Skill: databricks-spark-declarative-pipelines

Views in Spark Declarative Pipelines come in two forms. Temporary views exist only during pipeline execution — use them for intermediate filtering, shared logic, or preprocessing before Auto CDC. Persistent views get published to Unity Catalog so dashboards and external queries can reference them directly.
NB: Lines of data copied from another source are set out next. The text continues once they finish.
PR #9413, opened 2026-09-22
chore(Portal): recover ComponentBox previews after hot reload

tujoworker:
ComponentBox previews could retain stale module identities during Vite hot reload, leaving the Portal error boundary stuck after a transient render failure.

This keeps live-preview scopes current during development and retries the page after the HMR update completes.


langz (approved):
Read through it — the `ErrorBoundary` reset is clean and `vite:afterUpdate` is the right hook. One thing I'd like sorted before this goes in.

### The memo key is the actual bug, and switching dev off it hides it

```ts
const hash = children as string
```

`globalThis.ComponentBoxMemo` is keyed on the code string alone — `scope`, the injected `__buildScope`, `hideCode`, `data-visual-test`, everything else sits outside the key. That is what hands back a stale identity, and `shouldMemoize = !import.meta.hot` only stops us from seeing it locally: the prerender in `vite/prod/prerender.mjs` and the shipped client still run the memoized path.

It reproduces on eufemia.dnb.no today. `LayoutComponents` exists twice with identical code and different props:

- `uilib/extensions/forms/Examples.tsx:270` — `scope={{ Value }}`
- `uilib/layout/Examples.tsx:37` — `scope={{ Field, Form }} hideCode`

Load `/uilib/layout/` directly and the Profile example is collapsed behind the `Code` toggle. Navigate client-side from `/uilib/extensions/forms/intro-examples/` to `/uilib/layout/` and the same example renders the forms variant instead — editor open, no toggle. Same mismatch this PR is chasing, just triggered by routing rather than a hot update.

Folding the props that affect the output into the key fixes both, and keeps dev and prod on one path instead of leaving the memoized one exercised nowhere we look. Worth noting `import.meta.hot` is an object under `vitest run` too, so `ComponentBox.test.tsx` only ever hits the unmemoized branch — the memoized one has no coverage at all.

Approving so it isn't blocked on me.

PR #9415, opened 2026-09-22
fix(ColorSchemeScript): allow a CSP nonce on the color scheme scripts

### LINKED ISSUE #9409: bug(ColorSchemeScript): inline scripts cannot receive a CSP nonce
### Summary

`ColorSchemeHeadScript`, `ColorSchemeBodyFirstScript` and `ColorSchemeBodyLastScript` render inline `<script>` tags with no way to attach a CSP nonce. Under a strict `script-src 'nonce-…'` policy the browser blocks them, so the colour-scheme flash they exist to prevent comes back. The way out is adding `'unsafe-inline'` to `script-src`, which defeats the point of the policy.

Every other component in the shipped source that renders an inline `<script>` or `<style>` already supports a nonce, so this looks like an oversight rather than a deliberate choice.

### Affected

`packages/dnb-eufemia/src/shared/ColorSchemeScript.tsx` — the `<script>` elements on lines 67, 81 and 95.

### Reproduction

**1. There is no prop to pass.** `tsc` rejects it:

“Create a Python temporary view that filters test events out of the raw stream before downstream tables consume it”

@dp.temporary_view()
def filtered_events():
return (
spark.readStream.table("raw_events")
.filter("event_type != 'test'")
)

Key decisions:

  • Temporary view over a streaming table — this intermediate filter doesn’t need to be persisted or queried outside the pipeline. A temporary view avoids storage costs and keeps the catalog clean.
  • Streaming read inside a view — temporary views can wrap either batch or streaming reads. Downstream tables inherit the read mode, so a streaming table reading from this view still gets incremental processing.

Publish a query to Unity Catalog for external consumers

Section titled “Publish a query to Unity Catalog for external consumers”

“Create a persistent SQL view of active customers that dashboards can query directly”

CREATE VIEW catalog.schema.active_customers
AS SELECT * FROM customers WHERE status = 'active';

Persistent views run the query on each read — nothing is stored physically. Use them when external consumers need a stable interface to filtered or transformed data without materializing the result.

“Use a temporary view to clean and enrich raw orders before applying SCD Type 1 deduplication, in Python”

@dp.temporary_view()
def orders_cleaned():
return (
spark.readStream.table("bronze.orders")
.filter(col("order_id").isNotNull())
.withColumn("order_total", col("quantity") * col("unit_price"))
)
dp.create_streaming_table(name="orders_current")
dp.create_auto_cdc_flow(
target="orders_current",
source="orders_cleaned",
keys=["order_id"],
sequence_by="order_date",
stored_as_scd_type="1"
)

Temporary views are the standard way to insert transformation logic before an Auto CDC flow. The view runs during pipeline execution and feeds directly into the CDC target — no intermediate table to manage or pay storage for.

  • Temporary views are invisible outside the pipeline — they don’t appear in Unity Catalog and can’t be queried by notebooks, dashboards, or other pipelines. If something else needs the result, use a streaming table or materialized view instead.
  • Persistent views are SQL onlyCREATE VIEW catalog.schema.name works in SQL pipeline files. Python pipelines don’t have an equivalent decorator for persistent views.
  • Don’t materialize what should be a view — if the logic is lightweight filtering or renaming and nothing outside the pipeline reads it, a temporary view is the right choice. A streaming table or materialized view for the same purpose wastes storage and adds unnecessary refresh overhead.